DIRECTIONS =>
Your output should be the lines of the entries below, exactly, from the first one through the line that holds "### What happened?".

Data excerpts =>
PR #848, opened 2026-04-25
feat(saw): per-(profile, scale) batched SAW learning (#847)

### LINKED ISSUE #847: [Bug] SAW Weight Stop Timing learning should be per-profile (portafilter-dependent overshoot/undershoot when switching profiles)
### What happened?

When switching between an open portafilter and a double-spout portafilter, the stop-at-weight timing (SAW learning / Weight Stop Timing) adapts globally and learning from one setup affects the other. Most of the time I use a double-spout portafilter with a frequently-used profile, leading to a slight overshoot compared to the target (more coffee than intended). When I use a less-frequent profile with an open portafilter, it tends to underdose (stop too early, less coffee). This is repeatable when interchanging portafilters and profiles — it's clear the learning is not profile-specific. Expected: SAW learning (Weight Stop Timing adjustment) should be per-profile, or at least have a per-profile calibration option, so switching portafilter/profile does not cause systematic error.

### Steps to reproduce

1. Use a double-spout portafilter with a frequently-used profile, let SAW learning adapt.
2. Switch to a less-used profile with an open portafilter.
3. Observe that the less-used profile with the open portafilter consistently underdoses (settled yield < target).
4. Switch back to the double-spout / frequent profile and see a slight overshoot (settled > target).

### Decenza version

1.7.1 (build 3312)

### Platform

Android

### Device / OS version

Samsung Tablet

### Scale (if applicable)

Decent Scale v1

_No response_

### Screenshots or video

_No response_

### Anything else?

Profile-specific learning or at least a way to reset/adjust SAW compensation per profile would solve this.

skialpine:
## Summary

Fixes #847: users alternating between profiles paired with different portafilters (open spout vs. double spout) experience systematic SAW overshoot/undershoot because the global model is pulled toward the dominant profile's drip dynamics.

**Root cause (from real device data, Apr 2026):**

| Shot | Profile | expectedDrip | Actual drip | Result |
|------|---------|-------------|-------------|--------|
| 1047 | D-Flow / Q | 1.24 g | ~0.8 g | **0.4 g over-predicted** |
| 1059 | 80's Espresso | 1.13 g | 1.1 g | accurate |

Shot 1047 is the smoking gun — D-Flow/Q's lag is consistently ~0.8 g but the global model predicts 1.24 g because 80's Espresso (the more frequent profile) dominates the shared history.

## What Changes

- **Per-(profile, scale) history** keyed by `"<profileFilename>::<scaleType>"` — each combo learns its own drip dynamics in isolation
- **Batched median commits (N=5)**: model only updates after 5 shots, same as flow cal (#739). Median is outlier-resistant by construction
- **IQR dispersion gate**: batch dropped if IQR > 1.0 s or any lag deviates > 1.5 s from batch median — catches mid-batch condition changes (new beans, grind)
- **Global bootstrap lag**: IQR-fenced median of graduated pairs on the same scale; new profile/scale combos cold-start from this instead of the static `sensorLag()` constant
- **Fallback chain**: `perProfile` (≥3 medians) → `globalBootstrap` → `globalPool` (legacy) → `scaleDefault`
- **Legacy pool preserved**: every committed batch median is mirrored into `saw/learningHistory` so `isSawConverged()` and pre-update data keep working — no migration needed
- **Per-shot debug log**: two new lines per shot — `[SAW] model: source=… lag=… profile=… scale=… historyN=k` at extraction start and `[SAW] accuracy: predictedDrip=… actualDrip=… delta=…` at settling — so any historic shot retrieved via `shots_get_debug_log` tells the SAW accuracy story end-to-end
- **Calibration tab**: source suffix `(per-profile)` / `(global bootstrap)` / `(global)` / `(default)` + per-profile reset action alongside the existing reset-all
- **MCP tool**: `reset_saw_learning_for_profile` clears one pair's history and pending batch, leaves other pairs intact

## Architecture

This mirrors the auto flow calibration design from #739 exactly: per-profile storage, batched median commits, global bootstrap from the pool of graduated pairs, and a graceful fallback chain. Reusing the same patterns reduces risk — they have a year of production evidence behind them. See `docs/CLAUDE_MD/SAW_LEARNING.md` for full analysis including the empirical data that motivated the design.

## Files

| File | Change |
|------|--------|
| `src/core/settings.h` / `.cpp` | New per-pair API, batch accumulator, IQR check, bootstrap recompute, fallback chain |
| `src/main.cpp` | Profile keyed into WeightProcessor snapshot + `addSawLearningPoint`; new per-shot debug lines |
| `src/mcp/mcptools_control.cpp` | `reset_saw_learning_for_profile` tool |
| `qml/pages/settings/SettingsCalibrationTab.qml` | Source suffix + per-profile reset |
| `tests/tst_saw_settings.cpp` | 9 new unit tests (isolation, batch, IQR, bootstrap, fallback chain, resets) |
| `tests/CMakeLists.txt` | `tst_saw_settings` target |
| `docs/CLAUDE_MD/SAW_LEARNING.md` | Design doc with empirical evidence and rationale |

## Test plan

- [ ] `ctest -R tst_saw_settings` — all 9 cases pass
- [ ] Pull 5 shots on profile A → system log shows `[SAW] accumulated drip=… (n/5)` then `committed median lag=…`
- [ ] Switch to profile B → log shows `globalBootstrap` or `scaleDefault` fallback (not A's lag)
- [ ] Pull 5 shots on B → B graduates with its own lag
- [ ] Switch back to A → A's lag unchanged from before B shots (**this is the issue #847 fix**)
- [ ] Calibration tab shows correct source suffix for active profile
- [ ] "Reset this profile" clears only the active pair; other pairs intact
- [ ] `reset_saw_learning_for_profile` MCP tool works via wscat

### DIFF
--- a/CLAUDE.md
+++ b/CLAUDE.md
@@ -145,6 +145,7 @@ Detailed documentation lives in `docs/CLAUDE_MD/`. Read these when working in th
 | `EMOJI_SYSTEM.md` | Twemoji SVG rendering, adding/switching emoji sets |
 | `ACCESSIBILITY.md` | TalkBack/VoiceOver rules, focus order, anti-patterns, implementation plan |
 | `AUTO_FLOW_CALIBRATION.md` | Auto flow calibration algorithm, batched median updates, windowing, convergence |
+| `SAW_LEARNING.md` | Per-(profile, scale) stop-at-weight learning — analysis, batched median commits, IQR dispersion rejection, global bootstrap |
 | `FIRMWARE_UPDATE.md` | DE1 firmware update flow, source URL, validation rules, failure modes, simulator behaviour |
 
 Also in `docs/`:
--- a/docs/CLAUDE_MD/SAW_LEARNING.md
+++ b/docs/CLAUDE_MD/SAW_LEARNING.md
@@ -58,7 +58,7 @@ Three QSettings keys, each a JSON object keyed by `"<profileFilename>::<scaleTyp
 |-----|-------|------|---------|
 | `saw/perProfileHistory` | array of committed batch-median entries `{drip, flow, overshoot, scale, profile, ts, batchSize}` | 10 medians (~50 shots-worth) | Source of truth for `sawLearnedLagFor` / `getExpectedDripFor` once the pair has graduated (≥ 3 medians). |
 | `saw/perProfileBatch` | array of pending raw entries `{drip, flow, overshoot, scale, profile, ts}` (target size 5) | 5 (commit point) | Pending accumulator; flushed on commit or rejection. |
-| `saw/globalBootstrapLag/<scaleType>` | scalar `double` (seconds) | n/a | IQR-fenced median of last committed median lag from each graduated pair on this scale. Used as first-shot default for new pairs. |
+| `saw/globalBootstrapLag/<scaleType>` | scalar `double` (seconds) | n/a | IQR-fenced median of last committed median lag from each pair on this scale with at least one committed batch-median. Used as first-shot default for new pairs. (Graduation for the per-profile *read* path is a stricter ≥ 3 medians; the bootstrap is a cold-start prior, so it accepts pairs with any committed history — IQR fencing handles the rest.) |
 
 The legacy `saw/learningHistory` key is preserved as a **global pool**: every committed batch-median is mirrored into it (trim 50). This keeps `isSawConverged()` and the legacy convergence-divergence detection working without changes, and provides a final read-path fallback for users with pre-update data.
 
--- a/docs/CLAUDE_MD/SAW_LEARNING.md
+++ b/docs/CLAUDE_MD/SAW_LEARNING.md
@@ -1,0 +1,183 @@
+# SAW (Stop-At-Weight) Learning
+
+## Problem
+
+The DE1's stop-at-weight feature has to send the stop command *before* the target weight is reached, because there is unavoidable lag between the command and pump shutdown:
+
+```
+total drip ≈ flow_at_stop × (BLE_round_trip_lag + DE1_machine_lag) + post_shutoff_drip
+```
+
+The two hardware lags are scale-specific (`Settings::sensorLag()` documents them; e.g., Decent Scale 0.38 s, Acaia 0.69 s, Bookoo 0.50 s) and the post-shutoff drip is profile- and portafilter-specific. Together they yield a total "drip after stop trigger" the controller has to predict in advance, then trigger the stop when `current_weight + predicted_drip ≥ target`.
+
+For years the predictor learned a single drip-vs-flow curve per scale type, stored as a rolling history of `{drip, flow, scale, overshoot}` records in QSettings (`saw/learningHistory`). That model worked for users on a single profile but gradually accumulated systematic error for users who alternate between profiles with different drip dynamics.
+
+[Issue #847](https://github.com/Kulitorum/Decenza/issues/847) reported the failure mode in unambiguous terms: a user alternating between an open-spout portafilter with one profile and a double-spout portafilter with another saw the model overshoot for the dominant pairing and undershoot for the secondary pairing. The learning was being pulled by whichever profile-portafilter combo the user pulled most often, contaminating the prediction for the rarer one.
+
+## Empirical evidence (this device, Apr 2026)
+
+Pulling SAW debug logs from real shots on a Decent Scale showed the contamination directly:
+
+| Shot | Profile | Trigger flow | expectedDrip | Settled drip | Result |
+|------|---------|--------------|--------------|--------------|--------|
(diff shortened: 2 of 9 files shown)


skialpine:
### Code review

Found 5 issues:

1. **`recomputeGlobalSawBootstrap` includes under-graduated pairs** — bootstrap accumulator uses `!pairHistory.isEmpty()` (≥ 1 median) but graduation everywhere else is `pairHistory.size() >= 3`. Pairs with only 1 committed median (5 shots, well below the "graduated" threshold) contribute to the bootstrap, and the debug log emits "median of N graduated pairs" where N counts non-graduated pairs. Fix: change the `continue` guard to `if (pairHistory.size() < 3) continue;`

https://github.com/Kulitorum/Decenza/blob/e33880f05d9fd1ce2dc422a59a7c528d03d3e49b/src/core/settings.cpp#L4836-L4841

2. **`clazy-range-loop-detach` on `lags` in two loops** — PR #843 was specifically landed to fix this warning class. Two new range-for loops iterate over a non-const local `QVector<double> lags` without `std::as_const()`, which clazy will flag. Fix: `for (double l : std::as_const(lags))` and `for (double v : std::as_const(lags))`.

https://github.com/Kulitorum/Decenza/blob/e33880f05d9fd1ce2dc422a59a7c528d03d3e49b/src/core/settings.cpp#L4760-L4765

https://github.com/Kulitorum/Decenza/blob/e33880f05d9fd1ce2dc422a59a7c528d03d3e49b/src/core/settings.cpp#L4859-L4863

3. **`int` instead of `qsizetype` for container-size loops in two new functions** (CLAUDE.md says "Use `qsizetype` (not `int`) for container sizes — `QVector::size()` returns `qsizetype` (64-bit on iOS/macOS). Assigning to `int` causes `-Wshorten-64-to-32` warnings.") — `sawLearnedLagFor` uses `int count = 0` and `getExpectedDripFor` uses `for (int i = 0; i < entries.size(); ++i)` plus `qMax(1, entries.size() - 1)` mixing `int` with `qsizetype`. Fix: `qsizetype count = 0` and `for (qsizetype i = 0; ...)` and `qMax(qsizetype{1}, entries.size() - 1)`.

https://github.com/Kulitorum/Decenza/blob/e33880f05d9fd1ce2dc422a59a7c528d03d3e49b/src/core/settings.cpp#L4631-L4636

https://github.com/Kulitorum/Decenza/blob/e33880f05d9fd1ce2dc422a59a7c528d03d3e49b/src/core/settings.cpp#L4669-L4676

4. **RowLayout child reads `parent._modelSource` / `parent._sourceSuffix` by `parent` reference** — if the `Text` items are ever wrapped in an intermediate container (e.g., for spacing), `parent` silently resolves to the new container instead of the `RowLayout`, breaking the binding with no compile-time or runtime error. Fix: give the `RowLayout` an explicit `id` and use that id in child references.

https://github.com/Kulitorum/Decenza/blob/e33880f05d9fd1ce2dc422a59a7c528d03d3e49b/qml/pages/settings/SettingsCalibrationTab.qml#L193-L199

5. **Auto-reset comment says it "mirrors the single-shot auto-reset" but the batched threshold is 5× longer** — the comment at line 4775 claims parity with the legacy 2-shot path. But since each batch median represents 5 shots, two consecutive bad batch medians means 10 shots must overshoot ≥ 6g before a reset fires, vs. 2 shots in the legacy path. The comment should document the actual behavior rather than claim equivalence to a different time scale.

https://github.com/Kulitorum/Decenza/blob/e33880f05d9fd1ce2dc422a59a7c528d03d3e49b/src/core/settings.cpp#L4773-L4781

---

<details>
<summary>5 below-threshold issues (50–74)</summary>

- [OK to skip] Dispersion check uses ratio-of-medians (`medianDrip/medianFlow`) as reference for median-of-ratios (`drip[i]/flow[i]`) values — mathematically distinct but conservative 1.5 s threshold and consistent espresso flow rates make divergence rare in practice (score: 55)
- [Worth a look] Entries with `flow <= 0.5` are excluded from `lags` (IQR check) but included in `drips`/`flows`/`overs` (committed median) — low-flow entry can skew the persisted median while bypassing the outlier filter; rare in practice since espresso flow > 0.5 ml/s almost always (score: 55)
- [OK to skip] `confirmed` parameter appears in schema but handler doesn't check it — false positive; `McpServer` validates and strips `confirmed` before calling the handler, matching the existing `reset_saw_learning` pattern (score: 55)
- [OK to skip] `iqrOf` returns 0 when fewer than 4 entries have `flow > 0.5`, disabling the IQR gate — per-entry deviation check still runs; requires 2+ preinfusion-only stops in one 5-shot batch, extremely unlikely in normal use (score: 50)
- [Worth a look] Comment on `sawLearnedLagFor` in settings.h says "overload" but it is a companion function with a different name, not a C++ overload — one-word fix to "variant" (score: 50)

</details>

WRITTEN RESPONSE =>
PR #848, opened 2026-04-25
feat(saw): per-(profile, scale) batched SAW learning (#847)

### LINKED ISSUE #847: [Bug] SAW Weight Stop Timing learning should be per-profile (portafilter-dependent overshoot/undershoot when switching profiles)
### What happened?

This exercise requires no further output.